The answer must be a single number: how many lines in this listing hold the word "Anchor".

= Supplied records =
====
PR #52, opened 2021-06-04
Parametric Pad Generation

m-hilgendorf:
This is the first PR to add parametric landpattern support to OCDB. 

- Introduces generic pad definitions
- Introduces the "design context" in design-vars
- Refactor pin column/row/grid construction
- Generic landpattern construction from sequences of poses and pads.
- Add or update several pad naming convention helpers.


bpellenard (approved):

designs/tutorial.stanza
```diff
@@ -6,10 +6,19 @@ defpackage ocdb/designs/tutorial :
   import jitx/commands
   import ocdb/defaults
   import ocdb/generic-components
-  
+  import ocdb/design-vars
+
+MIN-PKG = "0603"
+pcb-landpattern
```
d-haldane, line 12: tutorial.stanza should not be modified like this. It's the first design new users see so don't add cruft

utils/land-patterns.stanza
```diff
@@ -301,6 +435,7 @@ public pcb-landpattern dummy-landpattern (n:Int, courtyard:[Double,Double]):
 ; X - pad height
 ; w, h - width and height of courtyard in mm
 public defn make-two-pin-landpattern (Z:Double, G:Double, X:Double, w:Double, h:Double, courtyard?:True|False, polarized?:True|False) :
+  println("making two pin landpattern")
```
d-haldane, line 438: Don't leave print statements in production code.

designs/tutorial.stanza
m-hilgendorf: reverted

utils/land-patterns.stanza
m-hilgendorf: removed

tests/test-connects.stanza
```diff
@@ -0,0 +1,75 @@
...
+  execute-with-error-handler(
+    body,
+    fn (): caught? = true
+  )
+  #EXPECT(caught?)
+
+deftest(ocdb, connects) test-connect-i2c-isolation:
+  pcb-module M1:
+    port p: i2c[[1, 2]]
+    #EXPECT(connect-i2c-isolation(p[1], p[2]) is-not False)
```
bpellenard, line 21: 👍

tests/test-pin-properties-index-field.stanza
```diff
@@ -0,0 +1,22 @@
...
+pcb-component mycomponent :
+  pin-properties :
+    [pin:Ref | pad:Int]
+    [a.x | 0]
+    [a.y | 1]
+    [b.y | 0]
+    [b.x | 1]
+
+deftest test-pin-properties-index-field :
+  #ASSERT(property(mycomponent.a.x.pin-properties-row-index) == 0)
```
bpellenard, line 19: `#EXPECT`

m-hilgendorf: fixed

bpellenard (commented):
It looks good to me from the syntax point of view

bpellenard:
When do you think you will be able to merge this PR?

utils/connects.stanza
```diff
@@ -12,41 +12,86 @@ defpackage ocdb/connects :
...
-          net (y.tx, xcvr.uart.rx)
-          net (y.rx, xcvr.uart.tx)
-          net (y.dtr, xcvr.uart.dtr)
-          net (y.rts, xcvr.uart.rts)
-          schematic-group(xcvr) = xcvr
+  within ensure-bundles!([x, y], [usb-2, uart-with([`dtr, `rts])],  "call connect-ft32"):
+    inside pcb-module :
+      public inst xcvr : ocdb/future-designs/FT232RL/module
+      net (x, xcvr.usb-2)
+      net (y, xcvr.uart)
```
d-haldane, line 95: This is not correct - subtle point, but notice that tx and rx are swapped for the uart connection

utils/debug-utils.stanza
```diff
@@ -478,8 +478,7 @@ public defn db-ftdi-four-comms (pwr:JITXObject, cmp:JITXObject) :
 ; ref : reference to pin or net that test point is attached to
 ; cmp : reference to pcb-component for test point
 ; persist? : test points migrate to bottom layer for production
-public defn add-testpoint (ref:JITXObject, cmp:Instantiable, persist?:True|False, 
-                           top?:True|False) :
+public defn add-testpoint (ref:JITXObject, cmp:Instantiable, persist?:True|False, top?:True|False):
```
d-haldane, line 481: @m-hilgendorf Why was the ability to place testpoints on the bottom removed?

d-haldane (approved):

components/texas-instruments/ISO1540.stanza
```diff
@@ -18,18 +18,16 @@ public pcb-component component :
...
-    [GND2    | 5            | Down    ]
-    [SCL1    | 3            | Left    ]
-    [SCL2    | 6            | Right   ]
-    [SDA1    | 2            | Left    ]
-    [SDA2    | 7            | Right   ]
-    [VCC1    | 1            | Up      ]
-    [VCC2    | 8            | Up      ]
+    [GND1     | 4            | Down    ]
+    [GND2     | 5            | Down    ]
+    [p[1].scl | 3            | Left    ]
```
CuppoJava, line 26: Please confirm this style with Duncan. The code works, but Duncan may want to have the `pcb-component` definition mirror the datasheet as much as possible. You can then move the use of the proper bundle into the `pcb-module` definition.

utils/box-symbol.stanza
```diff
@@ -244,6 +244,22 @@ public defn make-box-symbol (banks:Seqable<BoxBank>) :
 ;=======================================================<doc>
 
 public defn make-box-symbol () :
+  ;Sort the given pins by their .pin-properties-row-index field.
```
CuppoJava, line 247: All the logic here in `box-symbol.stanza` can be removed. It has been superceded by another implementation in a different file.

utils/connects.stanza
```diff
@@ -12,41 +12,90 @@ defpackage ocdb/connects :
...
+      println(IndentedStream(buf), 
+        "Expected %_ for port %_. Found %_." % [
+          name(b), ref(p), 
+          name(b? as Bundle) when b? is-not False else port-type(p)
+        ]
+      )
+    fatal(to-string(buf))
 
+; Connect two i2c lines with a buffer. 
+public defn connect-i2c-isolation (
```
CuppoJava, line 51: Please use idiomatic indenting to be consistent with the rest of the code base:
```
 public defn connect-i2c-isolation (
   x:JITXObject,
   y:JITXObject,
   buffer:Instantiable
 ):
   within ensure-bundles!([x, y], [i2c, i2c], "call connect-isolation"):
     inside pcb-module:
       public inst buf: buffer
       net (x, buf.p[1])
       net (y, buf.p[2])
       buf
```
should be this:
```
 public defn connect-i2c-isolation (x:JITXObject,
                                    y:JITXObject,
                                    buffer:Instantiable):
   within ensure-bundles!([x, y], [i2c, i2c], "call connect-isolation"):
     inside pcb-module:
       public inst buf: buffer
       net (x, buf.p[1])
       net (y, buf.p[2])
       buf
```

utils/connects.stanza
```diff
@@ -12,41 +12,90 @@ defpackage ocdb/connects :
...
-            inst buf : ocdb/texas-instruments/ISO1540/component
-            net (a.sda, buf.SDA1)
-            net (a.scl, buf.SCL1)
-            net (b.sda, buf.SDA2)
-            net (b.scl, buf.SCL2)
-            property(buf.VCC1.requires-power) = true
-            property(buf.VCC1.power-request) = [3.3 0.3 0.05]
+; Helper function to check if the ports have bundles and their assigned
+; bundle matches what we expect
+defn ensure-bundles!<?T> (
```
CuppoJava, line 19: This function is too scary for JITX users. OCDB needs to be written with the perspective that JITX users will scan through it and write more code in the same style. Change the design of this function to be more straightforward.

The current design allows you to write this (at the cost of a very complicated helper function):

```
within ensure-bundles!([x, y], [i2c, i2c], "call connect-isolation"):
   inside pcb-module:
     public inst buf: buffer
     net (x, buf.p[1])
     net (y, buf.p[2])
     buf
```       

Change the design to allow for this style instead.

```
inside pcb-module :
  ensure-bundle-port!(x, i2c)
  ensure-bundle-port!(y, i2c)
  public inst buf: buffer
  net (x, buf.p[1])
  net (y, buf.p[2])
  buf
```

utils/connects.stanza
```diff
@@ -12,41 +12,90 @@ defpackage ocdb/connects :
...
+      buf
+
+; Connect to i2c lines with a buffer, using a default component (TI ISO1540)
+public defn connect-i2c-isolation (
+  x:JITXObject,
+  y:JITXObject,
+):
+  inside pcb-module:
+    val buf = connect-i2c-isolation(x, y, ocdb/texas-instruments/ISO1540/component)
+    match(buf:Instance):
```
CuppoJava, line 70: This `match` is not necessary, because your `connect-i2c-isolation` function is guaranteed to return an `Instance`.

utils/debug-utils.stanza
```diff
@@ -490,17 +491,11 @@ public defn add-testpoint (ref:JITXObject, cmp:Instantiable, persist?:True|False
...
-          schematic-group(tp) = debug-persist-sch
-          layout-group(tp) = debug-persist-layout
-          net (ref, tp.p)
-        else :
-          inst tp : btm-smd-testpoint-cmp()
-          schematic-group(tp) = debug-persist-sch
-          layout-group(tp) = debug-persist-layout
-          net (ref, tp.p)
-
+        inst tp : smd-testpoint-cmp()
```
CuppoJava: Thanks for removing the `top-smd-test-point-cmp` and `bottom-smd-test-point-cmp` definitions. Whether a component is on the top or bottom of a board should not be baked into the component definitions themselves. 

Here is the command that you can use to re-enable support for test points on the bottom.

```
inst tp : smd-testpoint-cmp()
place(tp) on Bottom
```

utils/design-vars.stanza
```diff
@@ -11,5 +11,12 @@ public var MIN-PKG = "0201"
 public var DESIGN-QUANTITY = 100
 public var PREFERRED-MOUNTING = "smd" ; values in ["smd", "through-hole"]
 public var MIN-CAP-VOLTAGE = 10.0 ; Minimum voltage to allow for capacitors
+
 ; For consolidation
 ;public var PREFERRED-MANUFACTURERS = ["Yageo", "Panasonic Electronic Components", "Vishay Dale", "TE Connectivity Passive Product"]
+public var SOLDER-MASK-REGISTRATION: Double = 0.15
```
CuppoJava, line 17: We'll clean this up for you as soon as we get properties in the `pcb-rules` definition. Thanks for staging it strategically.

utils/land-patterns.stanza
```diff
@@ -5,281 +5,406 @@ defpackage ocdb/land-patterns :
...
+    fatal("%_ is not a valid shape for pad geometry: %_." % [name, s])
+  s as Shape
 
 ; ====== Reference Label Helpers ===============================================
-public defn ref-label (x:Double, y:Double, a:Anchor) :
-  inside pcb-landpattern :
-    layer(Silkscreen("values", Top)) = Text(">REF", 0.7056, a, loc(x,y))
-    
+; Returns a reference label text
+public defn ref-label-text (pose:Pose, anchor:Anchor) -> Text:
```
CuppoJava, line 29: To avoid introducing too many concepts to the user, please un-refactor (defactor?) this back into the `ref-label` helper. Here is the reasoning:

If the only function we provide is `ref-label`, then we can provide a clear explanation of what it does, and there isn't anything for the user to complain about.

If we provide two functions: `ref-label` and `ref-label-text`, the user will ask the very reasonable questions:
1) What is the difference between the two?
2) When should I use one versus the other?
3) Do you recommend I follow this style (and factoring) for all of my own utilities as well?

And that is a lot of extra complexity without much gain.

utils/land-patterns.stanza
```diff
@@ -5,281 +5,406 @@ defpackage ocdb/land-patterns :
...
+  if width >= height:
+    ChamferedRectangle(width, height, r)
+  else:
+    ChamferedRectangle(height, width, r)
+
+;==============================================================================
+;=========================== Geometric Helpers ================================
+;==============================================================================
+; Create a rectangle out of lines
+public defn LineRectangle (w:Double, h:Double, xc:Double, yc:Double, line-w:Double) :
```
CuppoJava, line 80: Please do a grep through the most up-to-date version of the codebase. I believe Bertrand might have already relocated these `LineRectangle` helpers to a much more sensible location. If so, then you can remove these definitions.

utils/land-patterns.stanza
```diff
@@ -5,281 +5,406 @@ defpackage ocdb/land-patterns :
...
+    Line(MIN-SILKSCREEN-WIDTH, [center + Point(-0.5 * l, 0.0), center + Point(0.5 * l, 0.0)])
+    Line(MIN-SILKSCREEN-WIDTH, [center + Point(0.0, -0.5 * l), center + Point(0.0, 0.5 * l)])
+  ]
+
+; Create a 1mm x 1mm plus symbol at Point(x, y)
+public defn PlusSymbol (x:Double, y:Double) -> Shape:
+  PlusSymbol(Point(x, y), 1.0)
+
+; Create a row of poses
+public defn pose-row (origin:Pose, count:Int, pitch:Double) -> Seqable<Pose>:
```
CuppoJava, line 118: Please use the existing `row-locs` and `col-locs` utilities instead of redefining `pose-row` and `pose-column`.

utils/land-patterns.stanza
```diff
@@ -5,281 +5,406 @@ defpackage ocdb/land-patterns :
...
+  for n in 0 to count seq:
+    Pose(center(origin) + Point(pitch, 0.0), angle(origin), flip-x?(origin))
+
+; Create a column of poses
+public defn pose-column (origin:Pose, count:Int, pitch:Double) -> Seqable<Pose>:
+  for n in 0 to count seq:
+    Pose(center(origin) + Point(0.0, 0.0), angle(origin), flip-x?(origin))
+
+; Create a matrix of poses by row.
+public defn pose-grid (origin:Pose, num-rows:Int, num-columns:Int, column-pitch:Double, row-pitch:Double,) -> Seqable<Seqable<Pose>>:
```
CuppoJava, line 128: For `pose-grid`, can you ascertain whether the existing `grid-locs` utility can be used? If not, then we need to decide upon the most useful API for this utility and make it standard.

utils/land-patterns.stanza
```diff
@@ -5,281 +5,406 @@ defpackage ocdb/land-patterns :
...
+  for r in 0 to num-rows seq:
+    val row-origin = Pose(center(origin) + Point(0.0, row-pitch), angle(origin), flip-x?(origin))
+    pose-row(row-origin, num-columns, column-pitch)
+
+;==============================================================================
+;================================= Pads =======================================
+;==============================================================================
+; A generic pad, defined by the shape of its pad, solder mask, and hole.
+public pcb-pad generic-pad (
```
CuppoJava, line 137: Remove this `generic-pad` definition. It deviates too far from the style that we want JITX users to write. The original `smd-pad`, `bga-pad`, etc. functions are clearer. If need be, use helpers that populate fields instead of factoring everything into one pad definition.

Here is an example:
```
pcb-pad pth-pad (d:Double) :
  name = "PTH Pad"
  type = TH
  make-hole-and-set-mask(3.0, true)  ;Helper function to create a 3.0 radius hole and populate solder mask fields.
```

utils/land-patterns.stanza
```diff
@@ -5,281 +5,406 @@ defpackage ocdb/land-patterns :
...
+  chamfered-rect-pth-pad(C, drill-w, drill-h, pad-w, pad-h, pad-r)
+
+public defn chamfered-rect-smd-pad (w:Double, h:Double, r:Double) :
+  generic-pad(chamfered(w, h, r))
+
+;==============================================================================
+;========================= Land Patterns ======================================
+;==============================================================================
+; Create a non-plated hole of arbitrary shape for hole and mask
+public pcb-landpattern non-plated-hole-landpattern (hole:Shape, mask:Shape):
```
CuppoJava, line 299: This is a good helper definition.

utils/land-patterns.stanza
```diff
@@ -5,281 +5,406 @@ defpackage ocdb/land-patterns :
...
+
+;==============================================================================
+;========================== Land Pattern Generators ===========================
+;==============================================================================
+
+;==============================================================================
+;========================== Pose Arrangement Helpers ==========================
+;==============================================================================
+; PinPadMapping is a not-yet-placed pad, with assigned name, pad, and pose
+public pcb-struct ocdb/land-patterns/PinPadMapping:
```
CuppoJava, line 327: The reified type `PinPadMapping` and helper `make-generic-landpattern` is too sophisticated to expose publicly. It seems like they are for internal use, so please make them private.

CuppoJava (changes requested):
Good job on this PR. I want to get this fixed up and merged, and I left some important comments to address. The underlying logic looks solid to me, but I've been pickier than normal about coding style and API design because OCDB is public-facing and represents the code that we expect users to read and write.

utils/connects.stanza
m-hilgendorf: The reason for the use of this helper function was to check that all bundles matched their expected bundles and report them altogether, as opposed to checking one at a time and failing at the first change.

With the change to `ensure-bundle-port!` I don't see a clean way of representing this - would `error-buffer` be appropriate, or is this a pattern to avoid in general?

utils/land-patterns.stanza
m-hilgendorf: That is a major blocker, since we cannot rebuild a test release yet. OCDB has to be tested against the most recent stable release and cannot refer to code that isn't in the stable client that we test against.

utils/land-patterns.stanza
m-hilgendorf: I'm still unclear how to use those functions and why they are not in ocdb. I need explicit control over the `x,y` positions of every pad starting from an origin point.

utils/land-patterns.stanza
m-hilgendorf: My confusion is how to use these functions. I need total control over the placement of every pad, but the `-locs` family of functions don't appear to give that to me. They are also undocumented (both internally and in ocdb).

utils/land-patterns.stanza
m-hilgendorf: At the time this was written we didn't have pad introspection and this was not possible. I can refactor but it will take a lot of time, the switch to `generic-pad` was the most important bit of this PR.

utils/connects.stanza
CuppoJava: I see. You can do this also:
```
ensure-bundle-port!([x, y], [i2c, i2c])
```
The purpose is to reduce the complexity of the `ensure-bundles!` helper.

utils/land-patterns.stanza
CuppoJava: Okay. Let's merge it and stage it then. 

This part of CI needs to be figured out.

utils/land-patterns.stanza
CuppoJava: There is some old documentation in `notes/macro-doc.txt`, please take a look at that. 

Can you ask me some specific questions about what knobs you need?

components/texas-instruments/ISO1540.stanza
d-haldane: I reviewed this and like it. Actual ports on components are very handy.

CuppoJava: Perfect. Thanks for confirming.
====
= Task response =
2